**Work to be completed:** Give back a single number: the count of lines in the data that contain the string "floriankrb".

Top of Provided entries

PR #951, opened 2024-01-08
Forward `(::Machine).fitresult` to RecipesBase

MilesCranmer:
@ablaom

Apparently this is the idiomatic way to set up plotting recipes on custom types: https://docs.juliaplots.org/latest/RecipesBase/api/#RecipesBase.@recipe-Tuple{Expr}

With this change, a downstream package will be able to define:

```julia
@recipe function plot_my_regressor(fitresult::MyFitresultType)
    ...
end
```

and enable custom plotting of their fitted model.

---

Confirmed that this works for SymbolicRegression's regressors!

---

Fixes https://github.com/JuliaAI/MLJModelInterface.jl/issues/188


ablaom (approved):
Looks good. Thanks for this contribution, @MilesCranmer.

Bottom of Provided entries
Top of Provided entries

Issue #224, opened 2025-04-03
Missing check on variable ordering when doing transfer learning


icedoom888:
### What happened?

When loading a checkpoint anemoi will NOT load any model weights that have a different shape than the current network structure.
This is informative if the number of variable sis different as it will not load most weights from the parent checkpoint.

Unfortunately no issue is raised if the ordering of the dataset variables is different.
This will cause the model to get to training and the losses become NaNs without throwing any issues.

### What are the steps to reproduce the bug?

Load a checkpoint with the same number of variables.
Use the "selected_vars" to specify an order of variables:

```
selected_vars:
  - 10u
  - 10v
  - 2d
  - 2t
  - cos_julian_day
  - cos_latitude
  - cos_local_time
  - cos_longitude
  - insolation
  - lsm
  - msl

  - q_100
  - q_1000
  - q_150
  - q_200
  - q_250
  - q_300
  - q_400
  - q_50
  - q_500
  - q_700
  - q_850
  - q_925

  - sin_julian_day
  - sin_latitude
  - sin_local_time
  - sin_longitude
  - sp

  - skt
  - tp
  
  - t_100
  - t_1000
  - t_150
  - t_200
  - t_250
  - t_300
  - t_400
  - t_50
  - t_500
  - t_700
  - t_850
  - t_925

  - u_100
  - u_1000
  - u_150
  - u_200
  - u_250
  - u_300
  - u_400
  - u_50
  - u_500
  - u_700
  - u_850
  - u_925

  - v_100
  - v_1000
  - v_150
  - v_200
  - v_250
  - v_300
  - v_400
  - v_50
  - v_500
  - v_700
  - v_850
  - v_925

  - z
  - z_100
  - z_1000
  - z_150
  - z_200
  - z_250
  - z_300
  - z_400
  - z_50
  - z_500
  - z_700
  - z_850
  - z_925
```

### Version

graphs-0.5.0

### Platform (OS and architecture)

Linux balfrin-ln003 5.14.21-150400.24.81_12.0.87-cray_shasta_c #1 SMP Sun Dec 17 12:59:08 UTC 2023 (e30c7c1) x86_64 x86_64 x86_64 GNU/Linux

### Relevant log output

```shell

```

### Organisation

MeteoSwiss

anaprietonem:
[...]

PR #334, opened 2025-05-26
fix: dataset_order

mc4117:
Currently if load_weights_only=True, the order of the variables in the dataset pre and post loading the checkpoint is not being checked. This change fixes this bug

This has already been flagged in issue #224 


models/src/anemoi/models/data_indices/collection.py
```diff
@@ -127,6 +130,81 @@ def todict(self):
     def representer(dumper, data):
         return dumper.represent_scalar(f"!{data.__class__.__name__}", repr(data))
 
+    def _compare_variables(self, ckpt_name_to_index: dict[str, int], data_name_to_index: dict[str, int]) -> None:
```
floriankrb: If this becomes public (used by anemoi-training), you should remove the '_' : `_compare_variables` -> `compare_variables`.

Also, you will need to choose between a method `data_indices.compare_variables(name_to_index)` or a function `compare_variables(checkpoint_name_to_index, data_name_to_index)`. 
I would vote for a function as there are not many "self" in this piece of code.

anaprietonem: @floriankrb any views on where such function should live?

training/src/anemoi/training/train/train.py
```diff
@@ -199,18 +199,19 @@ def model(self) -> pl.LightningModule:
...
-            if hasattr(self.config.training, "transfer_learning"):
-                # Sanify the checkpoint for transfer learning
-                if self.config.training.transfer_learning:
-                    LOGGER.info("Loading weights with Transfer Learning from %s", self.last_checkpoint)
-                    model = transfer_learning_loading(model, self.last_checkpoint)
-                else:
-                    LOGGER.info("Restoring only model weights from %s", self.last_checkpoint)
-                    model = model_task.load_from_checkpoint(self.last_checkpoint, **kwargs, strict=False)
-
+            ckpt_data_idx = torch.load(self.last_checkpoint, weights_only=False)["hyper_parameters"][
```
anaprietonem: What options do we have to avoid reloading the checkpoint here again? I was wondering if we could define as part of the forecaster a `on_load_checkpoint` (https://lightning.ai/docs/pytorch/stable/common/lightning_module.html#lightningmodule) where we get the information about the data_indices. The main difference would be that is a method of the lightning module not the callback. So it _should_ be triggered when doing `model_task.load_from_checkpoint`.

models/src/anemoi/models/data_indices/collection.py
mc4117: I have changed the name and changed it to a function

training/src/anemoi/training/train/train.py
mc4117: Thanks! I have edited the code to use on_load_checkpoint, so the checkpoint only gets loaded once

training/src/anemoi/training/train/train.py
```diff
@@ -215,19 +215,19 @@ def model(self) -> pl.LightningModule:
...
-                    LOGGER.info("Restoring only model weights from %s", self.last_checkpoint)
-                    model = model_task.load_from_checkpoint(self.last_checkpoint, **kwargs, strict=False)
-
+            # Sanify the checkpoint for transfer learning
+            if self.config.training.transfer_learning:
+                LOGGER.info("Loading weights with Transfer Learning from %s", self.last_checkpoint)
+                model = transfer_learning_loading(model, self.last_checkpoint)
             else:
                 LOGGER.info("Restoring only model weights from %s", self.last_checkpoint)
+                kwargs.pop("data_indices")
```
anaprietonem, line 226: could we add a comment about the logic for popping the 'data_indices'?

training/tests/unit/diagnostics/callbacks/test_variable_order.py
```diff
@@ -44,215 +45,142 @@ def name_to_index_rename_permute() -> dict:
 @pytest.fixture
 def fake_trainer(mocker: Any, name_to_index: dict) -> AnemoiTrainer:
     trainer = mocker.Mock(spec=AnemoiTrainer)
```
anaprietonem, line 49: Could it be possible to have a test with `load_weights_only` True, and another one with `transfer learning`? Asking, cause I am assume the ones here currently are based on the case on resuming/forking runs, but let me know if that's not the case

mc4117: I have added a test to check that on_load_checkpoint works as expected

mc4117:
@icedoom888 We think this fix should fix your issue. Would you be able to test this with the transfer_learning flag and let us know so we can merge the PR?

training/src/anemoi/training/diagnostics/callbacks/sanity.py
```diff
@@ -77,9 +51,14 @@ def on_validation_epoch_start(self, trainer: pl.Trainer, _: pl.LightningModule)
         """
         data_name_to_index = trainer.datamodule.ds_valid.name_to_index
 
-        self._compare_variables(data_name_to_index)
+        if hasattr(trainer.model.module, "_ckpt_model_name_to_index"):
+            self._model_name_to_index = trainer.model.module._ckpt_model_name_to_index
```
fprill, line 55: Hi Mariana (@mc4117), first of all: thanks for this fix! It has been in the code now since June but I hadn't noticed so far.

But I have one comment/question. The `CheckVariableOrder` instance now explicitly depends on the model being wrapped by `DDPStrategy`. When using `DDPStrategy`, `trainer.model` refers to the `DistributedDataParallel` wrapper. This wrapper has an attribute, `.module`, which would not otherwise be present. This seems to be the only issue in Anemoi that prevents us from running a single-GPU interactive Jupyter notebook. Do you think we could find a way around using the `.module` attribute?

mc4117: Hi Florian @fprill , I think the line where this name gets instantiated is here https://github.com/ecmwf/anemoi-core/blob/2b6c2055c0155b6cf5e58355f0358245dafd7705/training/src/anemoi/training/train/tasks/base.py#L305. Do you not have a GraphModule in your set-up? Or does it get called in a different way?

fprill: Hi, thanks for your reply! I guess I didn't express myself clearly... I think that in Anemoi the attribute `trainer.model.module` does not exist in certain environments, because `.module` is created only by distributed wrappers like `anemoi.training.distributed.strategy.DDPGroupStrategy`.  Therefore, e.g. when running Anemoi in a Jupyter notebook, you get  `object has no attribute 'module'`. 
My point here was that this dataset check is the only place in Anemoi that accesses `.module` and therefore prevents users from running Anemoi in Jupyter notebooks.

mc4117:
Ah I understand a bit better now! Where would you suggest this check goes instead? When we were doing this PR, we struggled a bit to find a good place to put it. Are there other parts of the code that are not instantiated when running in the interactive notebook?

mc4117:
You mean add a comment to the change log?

Bottom of Provided entries
Top of Provided entries

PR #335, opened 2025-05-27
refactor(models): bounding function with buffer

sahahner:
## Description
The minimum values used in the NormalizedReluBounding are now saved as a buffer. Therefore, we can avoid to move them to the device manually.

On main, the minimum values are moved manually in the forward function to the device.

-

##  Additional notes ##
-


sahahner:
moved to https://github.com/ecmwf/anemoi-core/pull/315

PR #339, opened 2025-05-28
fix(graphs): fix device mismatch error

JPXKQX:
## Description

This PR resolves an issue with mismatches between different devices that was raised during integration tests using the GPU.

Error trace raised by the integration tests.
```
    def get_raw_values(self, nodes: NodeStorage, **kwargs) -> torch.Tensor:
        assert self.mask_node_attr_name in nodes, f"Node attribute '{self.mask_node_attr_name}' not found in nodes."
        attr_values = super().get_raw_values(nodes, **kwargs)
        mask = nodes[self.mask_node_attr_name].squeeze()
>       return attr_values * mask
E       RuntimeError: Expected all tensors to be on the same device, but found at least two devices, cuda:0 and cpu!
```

Bottom of Provided entries

**Solution to the exercise:** 2